Menurut salinan yang ditinjau oleh Reuters, tarif PPN atas penjualan hampir semua barang dan jasa harus dinaikkan dari 10% sekarang menjadi 11% April mendatang dan menjadi 12% pada tahun 2025.

Ini akan menjaga tarif pajak perusahaan tidak berubah pada 22% dibandingkan dengan rencana sebelumnya untuk menguranginya menjadi 20% tahun depan. Langkah-langkah lain dalam RUU tersebut termasuk tarif pajak penghasilan yang lebih tinggi untuk individu kaya, pemotongan pajak penghasilan bagi kebanyakan orang, pajak karbon baru dan skema pengabaian pajak baru.

RUU itu telah disetujui oleh Komisi Keuangan Parlemen minggu lalu. Parlemen umumnya mengikuti persetujuan Komisi.

Pemerintah telah membuat beberapa konsesi dari rencana awalnya. Awalnya, ia berusaha menaikkan PPN menjadi 12% sekaligus.

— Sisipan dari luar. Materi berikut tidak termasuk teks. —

PR #907, opened 2021-04-15
KMP2 with 3-index DF ints and timers

xwang862:


verena-neufeld:
I haven't had a chance to look at this yet again but saw that you added basis sets. I think it would be nice to give some citation and explanation where those come from or is that already explained somewhere else in the code? :)

xwang862:
@verena-neufeld  Do you mean commit 05bc4d9 "Add modified gth-tzvp"? It was for my own purpose and has been reverted in a later commit cf2faf1

sunqm (approved):

sunqm:
@xwang862 @verena-neufeld will you make changes to docs or examples? Otherwise I will merge this feature

verena-neufeld:
@xwang862 Have any of the APIs changed for a user?

pyscf/pbc/mp/kmp2.py
```diff
@@ -92,13 +107,91 @@ def kernel(mp, mo_energy, mo_coeff, verbose=logger.NOTE, with_t2=WITH_T2):
...
 
+def _init_mp_df_eris(mp):
+    """Add 3-center electron repulsion integrals, i.e. (L|pq), in `eris`,
+    where `L` denotes DF auxiliary basis functions and `p` and `q` canonical
+    crystalline orbitals. Note that `p` and `q` contain kpt indices `kp` and `kq`,
+    and the third kpt index `kL` is determined by the conservation of momentum.
+
+    Arguments:
+        mp {Kmp} -- A Kmp instance
+        eris {_mp_ERIS} -- A _mp_ERIS instance to which we want to add 3c ints
```
verena-neufeld, line 127: This is no longer an argument

pyscf/pbc/mp/kmp2.py
```diff
@@ -92,13 +107,91 @@ def kernel(mp, mo_energy, mo_coeff, verbose=logger.NOTE, with_t2=WITH_T2):
...
+
+    Returns:
+        _mp_ERIS -- A _mp_ERIS instance with 3c ints
```
verena-neufeld, line 130: is this equal to `Lov`?

pyscf/pbc/mp/kmp2.py
```diff
@@ -28,18 +28,23 @@
...
 from pyscf.mp import mp2
+from pyscf.pbc import df
 from pyscf.pbc.lib import kpts_helper
 from pyscf.lib.parameters import LARGE_DENOM
 from pyscf import __config__
 
 WITH_T2 = getattr(__config__, 'mp_mp2_with_t2', True)
 
-
 def kernel(mp, mo_energy, mo_coeff, verbose=logger.NOTE, with_t2=WITH_T2):
```
verena-neufeld, line 43: Might be nice to have a docstring here

xwang862:
> @xwang862 @verena-neufeld will you make changes to docs or examples? Otherwise I will merge this feature

Yes @sunqm , there might be some changes in docs. Thanks for @verena-neufeld 's comments in advance

xwang862:
> @xwang862 Have any of the APIs changed for a user?

Old APIs are not affected. But after this PR, `Lov` (the 3-index DF ints) will be computed and stored for GDF by default, which needs (Nk^2 * Naux * Nocc * Nvir * 16) disk space. Users can choose to turn it off by setting `mymp.with_df_ints = False`.

verena-neufeld:
Is that something that only applies to k MP2? So would you recommend adding a section in the MP2 user guide about this special feature in k MP2?

xwang862:
> Is that something that only applies to k MP2? So would you recommend adding a section in the MP2 user guide about this special feature in k MP2? I'd be happy to add a small section about `mymp.with_df_ints = False` if the memory space needed gets too large.

This change only applies to KMP2, but the feature is similar to molecular `DFMP2`. Are we covering both molecular and PBC MP2 in the MP2 user guide? If so, yes, adding a few lines about setting `mymp.with_df_ints` sounds good.

obackhouse:
@verena-neufeld I believe that this is also implemented in `pbc.ci.kcis_rhf` and also partially in `pbc.cc.kccsd` - they use `direct` as the keyword instead of `with_df_ints`.

xwang862:
@obackhouse good catch! Indeed they are the same feature but with different keywords. The use of `direct` makes more sense in KCIS and KCCSD - because we build 4c ERIs on the fly instead of storing them. In KMP2 we don't store full ERIs anyway, so the concept of being "direct" or not becomes vague here. So I decided to use a more straightforward keyword `with_df_ints`.

xwang862:
If there are no more comments, I think it's ready to be merged.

Ini juga membatalkan rencana untuk mengenakan pajak minimum pada perusahaan merugi yang diduga melakukan penghindaran pajak.

READ  Melihat Perempuan dalam Pengelolaan Sampah Plastik: Contoh dari Indonesia

Ekonom Maybank Indonesia Myrtle Gunardo mengatakan perubahan dari proposal awal adalah mendukung keuangan publik dan pemulihan ekonomi.

“Dampak dari perubahan PPN bertahap tidak akan terlalu parah pada inflasi … dan pemotongan pajak dapat memberikan ruang bagi masyarakat untuk meningkatkan konsumsi,” katanya.

Langkah-langkah tersebut akan membantu pemerintah mencatat pendapatan yang lebih tinggi tahun depan, yang akan mengurangi defisit fiskal dan membantu pejabat mencapai tujuan mengurangi defisit anggaran menjadi 3% dari PDB pada tahun 2023, kata ekonom kota Helmy Armon.

Namun, media lokal melaporkan bahwa beberapa kelompok bisnis, seperti Asosiasi Operator Pusat Perbelanjaan, telah meminta parlemen untuk menunda kenaikan PPN sampai masyarakat dapat memperoleh kembali daya beli.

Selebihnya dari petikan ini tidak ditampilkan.